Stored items
◆ ◆ ◆

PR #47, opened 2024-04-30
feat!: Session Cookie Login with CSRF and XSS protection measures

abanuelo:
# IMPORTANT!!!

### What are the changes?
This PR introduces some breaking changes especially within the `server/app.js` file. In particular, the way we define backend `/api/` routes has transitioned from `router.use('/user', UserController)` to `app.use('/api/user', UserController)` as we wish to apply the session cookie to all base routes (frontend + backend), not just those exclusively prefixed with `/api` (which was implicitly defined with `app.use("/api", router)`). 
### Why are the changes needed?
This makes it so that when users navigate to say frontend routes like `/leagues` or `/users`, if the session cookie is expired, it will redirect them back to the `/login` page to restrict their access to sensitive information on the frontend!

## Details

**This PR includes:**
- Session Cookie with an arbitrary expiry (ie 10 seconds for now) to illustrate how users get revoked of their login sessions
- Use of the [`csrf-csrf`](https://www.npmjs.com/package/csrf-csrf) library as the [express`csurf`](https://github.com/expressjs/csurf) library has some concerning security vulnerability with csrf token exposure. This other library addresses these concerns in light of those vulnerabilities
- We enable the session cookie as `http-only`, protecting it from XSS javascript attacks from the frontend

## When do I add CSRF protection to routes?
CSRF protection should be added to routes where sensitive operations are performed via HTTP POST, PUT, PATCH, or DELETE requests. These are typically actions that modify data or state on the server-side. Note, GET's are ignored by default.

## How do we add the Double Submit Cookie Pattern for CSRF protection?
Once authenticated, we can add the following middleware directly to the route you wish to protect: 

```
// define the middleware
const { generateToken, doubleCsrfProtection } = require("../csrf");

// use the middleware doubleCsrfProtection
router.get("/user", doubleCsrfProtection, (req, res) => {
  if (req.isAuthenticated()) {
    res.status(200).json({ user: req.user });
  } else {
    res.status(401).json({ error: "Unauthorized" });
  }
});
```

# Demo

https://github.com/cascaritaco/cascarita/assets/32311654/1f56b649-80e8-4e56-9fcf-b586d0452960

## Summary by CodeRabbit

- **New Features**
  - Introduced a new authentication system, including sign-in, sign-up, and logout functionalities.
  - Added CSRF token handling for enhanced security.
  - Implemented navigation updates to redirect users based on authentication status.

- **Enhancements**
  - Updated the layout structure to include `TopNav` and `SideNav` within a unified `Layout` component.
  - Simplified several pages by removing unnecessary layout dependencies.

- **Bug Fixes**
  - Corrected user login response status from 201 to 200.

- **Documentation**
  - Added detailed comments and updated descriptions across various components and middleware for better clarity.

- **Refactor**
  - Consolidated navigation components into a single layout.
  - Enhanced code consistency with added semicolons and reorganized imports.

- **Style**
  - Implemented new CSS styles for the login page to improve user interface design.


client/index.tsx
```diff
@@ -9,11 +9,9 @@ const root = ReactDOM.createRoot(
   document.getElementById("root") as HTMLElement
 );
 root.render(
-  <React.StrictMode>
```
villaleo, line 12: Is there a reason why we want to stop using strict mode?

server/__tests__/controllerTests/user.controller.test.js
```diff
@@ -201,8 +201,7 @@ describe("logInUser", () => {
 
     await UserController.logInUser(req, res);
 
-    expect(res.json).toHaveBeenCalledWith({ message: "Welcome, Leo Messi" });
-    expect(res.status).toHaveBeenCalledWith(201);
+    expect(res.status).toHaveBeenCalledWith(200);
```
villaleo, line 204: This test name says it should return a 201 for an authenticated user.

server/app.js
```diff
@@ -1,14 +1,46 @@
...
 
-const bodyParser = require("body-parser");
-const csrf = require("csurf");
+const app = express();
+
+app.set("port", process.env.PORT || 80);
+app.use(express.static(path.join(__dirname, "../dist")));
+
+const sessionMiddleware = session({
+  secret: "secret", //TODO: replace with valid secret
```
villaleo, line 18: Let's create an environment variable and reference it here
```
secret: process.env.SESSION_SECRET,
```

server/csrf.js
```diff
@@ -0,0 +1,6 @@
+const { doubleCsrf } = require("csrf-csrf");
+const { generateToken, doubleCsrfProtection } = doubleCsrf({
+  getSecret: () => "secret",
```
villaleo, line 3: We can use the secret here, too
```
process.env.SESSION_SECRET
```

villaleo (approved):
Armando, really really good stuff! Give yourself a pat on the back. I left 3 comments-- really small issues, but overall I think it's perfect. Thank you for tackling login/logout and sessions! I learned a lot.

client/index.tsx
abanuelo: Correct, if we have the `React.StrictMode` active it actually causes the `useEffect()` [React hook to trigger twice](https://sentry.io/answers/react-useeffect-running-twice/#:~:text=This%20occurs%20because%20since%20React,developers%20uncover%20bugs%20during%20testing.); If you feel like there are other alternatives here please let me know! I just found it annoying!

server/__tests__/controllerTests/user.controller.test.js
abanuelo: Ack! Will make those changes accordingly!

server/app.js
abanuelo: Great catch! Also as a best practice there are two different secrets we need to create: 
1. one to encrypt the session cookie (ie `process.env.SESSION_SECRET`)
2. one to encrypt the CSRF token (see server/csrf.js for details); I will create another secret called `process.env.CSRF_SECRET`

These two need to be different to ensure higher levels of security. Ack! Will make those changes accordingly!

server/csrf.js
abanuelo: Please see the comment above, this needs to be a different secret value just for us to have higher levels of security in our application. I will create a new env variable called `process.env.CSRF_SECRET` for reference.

◆ ◆ ◆

Every entry above must appear again in the reply, exactly as it stands.

PR #47, opened 2024-04-30
feat!: Session Cookie Login with CSRF and XSS protection measures

abanuelo:
# IMPORTANT!!!

### What are the changes?
This PR introduces some breaking changes especially within the `server/app.js` file. In particular, the way we define backend `/api/` routes has transitioned from `router.use('/user', UserController)` to `app.use('/api/user', UserController)` as we wish to apply the session cookie to all base routes (frontend + backend), not just those exclusively prefixed with `/api` (which was implicitly defined with `app.use("/api", router)`). 
### Why are the changes needed?
This makes it so that when users navigate to say frontend routes like `/leagues` or `/users`, if the session cookie is expired, it will redirect them back to the `/login` page to restrict their access to sensitive information on the frontend!

## Details

**This PR includes:**
- Session Cookie with an arbitrary expiry (ie 10 seconds for now) to illustrate how users get revoked of their login sessions
- Use of the [`csrf-csrf`](https://www.npmjs.com/package/csrf-csrf) library as the [express`csurf`](https://github.com/expressjs/csurf) library has some concerning security vulnerability with csrf token exposure. This other library addresses these concerns in light of those vulnerabilities
- We enable the session cookie as `http-only`, protecting it from XSS javascript attacks from the frontend

## When do I add CSRF protection to routes?
CSRF protection should be added to routes where sensitive operations are performed via HTTP POST, PUT, PATCH, or DELETE requests. These are typically actions that modify data or state on the server-side. Note, GET's are ignored by default.

## How do we add the Double Submit Cookie Pattern for CSRF protection?
Once authenticated, we can add the following middleware directly to the route you wish to protect: 

```
// define the middleware
const { generateToken, doubleCsrfProtection } = require("../csrf");

// use the middleware doubleCsrfProtection
router.get("/user", doubleCsrfProtection, (req, res) => {
  if (req.isAuthenticated()) {
    res.status(200).json({ user: req.user });
  } else {
    res.status(401).json({ error: "Unauthorized" });
  }
});
```

# Demo

https://github.com/cascaritaco/cascarita/assets/32311654/1f56b649-80e8-4e56-9fcf-b586d0452960

## Summary by CodeRabbit

- **New Features**
  - Introduced a new authentication system, including sign-in, sign-up, and logout functionalities.
  - Added CSRF token handling for enhanced security.
  - Implemented navigation updates to redirect users based on authentication status.

- **Enhancements**
  - Updated the layout structure to include `TopNav` and `SideNav` within a unified `Layout` component.
  - Simplified several pages by removing unnecessary layout dependencies.

- **Bug Fixes**
  - Corrected user login response status from 201 to 200.

- **Documentation**
  - Added detailed comments and updated descriptions across various components and middleware for better clarity.

- **Refactor**
  - Consolidated navigation components into a single layout.
  - Enhanced code consistency with added semicolons and reorganized imports.

- **Style**
  - Implemented new CSS styles for the login page to improve user interface design.


client/index.tsx
```diff
@@ -9,11 +9,9 @@ const root = ReactDOM.createRoot(
   document.getElementById("root") as HTMLElement
 );
 root.render(
-  <React.StrictMode>
```
villaleo, line 12: Is there a reason why we want to stop using strict mode?

server/__tests__/controllerTests/user.controller.test.js
```diff
@@ -201,8 +201,7 @@ describe("logInUser", () => {
 
     await UserController.logInUser(req, res);
 
-    expect(res.json).toHaveBeenCalledWith({ message: "Welcome, Leo Messi" });
-    expect(res.status).toHaveBeenCalledWith(201);
+    expect(res.status).toHaveBeenCalledWith(200);
```
villaleo, line 204: This test name says it should return a 201 for an authenticated user.

server/app.js
```diff
@@ -1,14 +1,46 @@
...
 
-const bodyParser = require("body-parser");
-const csrf = require("csurf");
+const app = express();
+
+app.set("port", process.env.PORT || 80);
+app.use(express.static(path.join(__dirname, "../dist")));
+
+const sessionMiddleware = session({
+  secret: "secret", //TODO: replace with valid secret
```
villaleo, line 18: Let's create an environment variable and reference it here
```
secret: process.env.SESSION_SECRET,
```

server/csrf.js
```diff
@@ -0,0 +1,6 @@
+const { doubleCsrf } = require("csrf-csrf");
+const { generateToken, doubleCsrfProtection } = doubleCsrf({
+  getSecret: () => "secret",
```
villaleo, line 3: We can use the secret here, too
```
process.env.SESSION_SECRET
```

villaleo (approved):
Armando, really really good stuff! Give yourself a pat on the back. I left 3 comments-- really small issues, but overall I think it's perfect. Thank you for tackling login/logout and sessions! I learned a lot.

client/index.tsx
abanuelo: Correct, if we have the `React.StrictMode` active it actually causes the `useEffect()` [React hook to trigger twice](https://sentry.io/answers/react-useeffect-running-twice/#:~:text=This%20occurs%20because%20since%20React,developers%20uncover%20bugs%20during%20testing.); If you feel like there are other alternatives here please let me know! I just found it annoying!

server/__tests__/controllerTests/user.controller.test.js
abanuelo: Ack! Will make those changes accordingly!

server/app.js
abanuelo: Great catch! Also as a best practice there are two different secrets we need to create: 
1. one to encrypt the session cookie (ie `process.env.SESSION_SECRET`)
2. one to encrypt the CSRF token (see server/csrf.js for details); I will create another secret called `process.env.CSRF_SECRET`

These two need to be different to ensure higher levels of security. Ack! Will make those changes accordingly!

server/csrf.js
abanuelo: Please see the comment above, this needs to be a different secret value just for us to have higher levels of security in our application. I will create a new env variable called `process.env.CSRF_SECRET` for reference.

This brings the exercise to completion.